3.4 / 5 · independently reviewed · 3 years (UK manufacturer) warranty

Last updated By Joe McGrath

The £405 headline is a mirage twice over: exc. VAT, and hardware only. The real numbers are £486 for the unit and £1,320 fitted, which is Pod Point money — and the Pod Point is £999 installed. The grant checks out: INJET ECO is on the DfT's eligible model list, so renters and flat owners can claim the £500. Little else does. There is no retailer, no installer network, nobody outside Injet with anything at stake in whether the charger lasts. The hardware may well be good; the Sync Energy Wall Charger 2 matches it claim for claim at £362, from the EV arm of a UK-listed company.

Unit only

£486

Installed from

£1320

After OZEV

£820

Buy from Injet(opens in new window)
Injet Eco Smart 7.4kW — product shot

Max Power Output

7.4kW single-phase (Injet's spec table states 7kW / 32A / 230V; the "up to 7.8kW" in its own listings is not supported by 32A × 230V)

Connector

Type 2 — untethered, or tethered 5m at the same price

Connectivity

Wi-Fi 6, dual-band 2.4GHz / 5GHz

Protocol

OCPP 1.6J; ModBus

Dimensions

310mm × 260mm × 115mm

Weight

~4.5 kg

What we loved

  • PlusOn the DfT's eligible chargepoint model list as INJET ECO (iMHN-07K0-CAUK / CBUK / CCUK), updated 15 June 2026 — the £500 grant is real if you rent or own a flat
  • PlusOCPP 1.6J, so the unit isn't locked to its maker's back end
  • PlusTethered 5-metre version costs the same as untethered
  • PlusPEN fault protection built in — usually removes the separate earth rod at install
  • PlusInjet claims IP65 and IK10 (20 J) — an exposed-wall rating, where the Tesla Wall Connector's IP44 isn't
  • PlusWi-Fi 6, dual-band 2.4/5GHz — a better radio than most units at this price
  • PlusThree-year UK manufacturer warranty

What we didn't

  • MinusThe £405 headline is exc.

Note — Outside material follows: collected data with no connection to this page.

PR #733, opened 2020-11-19
GitHub mention bot via GH Action

thecadams:
This forks https://github.com/marketplace/actions/github-mention-to-slack in case it is ever compromised and so we can control the feature set, and makes it available in Sparkle repo as a GH action.


denisdimitrov (approved):
LGTM!

PR #744, opened 2020-11-20
fix root Firestore types to be possibly undefined

0xdevalias:
A number of the root firestore types implied that the data would always be present, even though that's not guaranteed. This has lead to a few unexpected, including https://github.com/sparkletown/sparkle/pull/743

- TODO: There are more type errors that need fixing with proper checks as they are potentially undefined
- see https://github.com/sparkletown/sparkle/pull/744 for more potential issues around how we're using `Record`

**Note:** I will probably rebase this onto latest staging/fix conflicts/etc before going much further with it. So expect a rebase/force-push to come on this branch in the near future.

### DIFF
--- a/src/components/context/ChatContext.tsx
+++ b/src/components/context/ChatContext.tsx
@@ -1,7 +1,9 @@
 import React, { useCallback } from "react";
 import { useFirestoreConnect } from "react-redux-firebase";
+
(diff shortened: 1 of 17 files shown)


mike-lvov:
This PR is related to #1042.

PR #753, opened 2020-11-21
use parentVenue title/subtitle/etc in NavBar  when parent exists + some performance bits along the way

0xdevalias:


denisdimitrov (approved):
LGTM!

PR #754, opened 2020-11-21
fix a bunch of things that should make PartyMap and ThemeCamp Map way more performant!

0xdevalias:
A bunch of performance fixes.


0xdevalias (commented):
Self-review, all looks good here!

denisdimitrov (approved):
LGTM!

PR #755, opened 2020-11-21
add more party map fixes and tweaks

denisdimitrov:
- blue avatar + pulse
- Chatting with: indicator
- add chat drawer to other templates
- increase size of video in firebarrel
- show online burners at the top


0xdevalias (approved):
LGTM!

PR #756, opened 2020-11-21
fix useCallback dependencies not being exhaustive + actually ask for the events that we want...

0xdevalias:
The `useCallback` deps weren't correct and our linters missed it.

Also I forgot to tell it to turn on the part that gives us the events... whoops


denisdimitrov (approved):
LGTM!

VAT and hardware only — £486 for the unit, £1,320 with Injet's installation
  • MinusNothing independent stands behind it: no retailer stocks it, no third-party network fits it, and the only party behind the three-year warranty is the manufacturer
  • MinusEvery specification, IP65 and IK10 included, is Injet's own figure, with no test behind it
  • Minus£1,320 fitted is more than a Pod Point Solo 3S, which is £999 with installation included and a five-year warranty
  • MinusThe Sync Energy Wall Charger 2 matches the grant, OCPP 1.6J, IP65, IK10 and PEN protection for £362 a unit
  • MinusInjet's own listings advertise "up to 7.8kW"; its spec table says 7kW at 32A / 230V, and 32A at 230V cannot reach 7.8kW
  • MinusNo smart-tariff API — scheduling is manual, so a variable tariff wants a different charger

Which tariff pairs best

On a cheap overnight tariff, Injet Eco Smart 7.4kW saves up to £557 a year.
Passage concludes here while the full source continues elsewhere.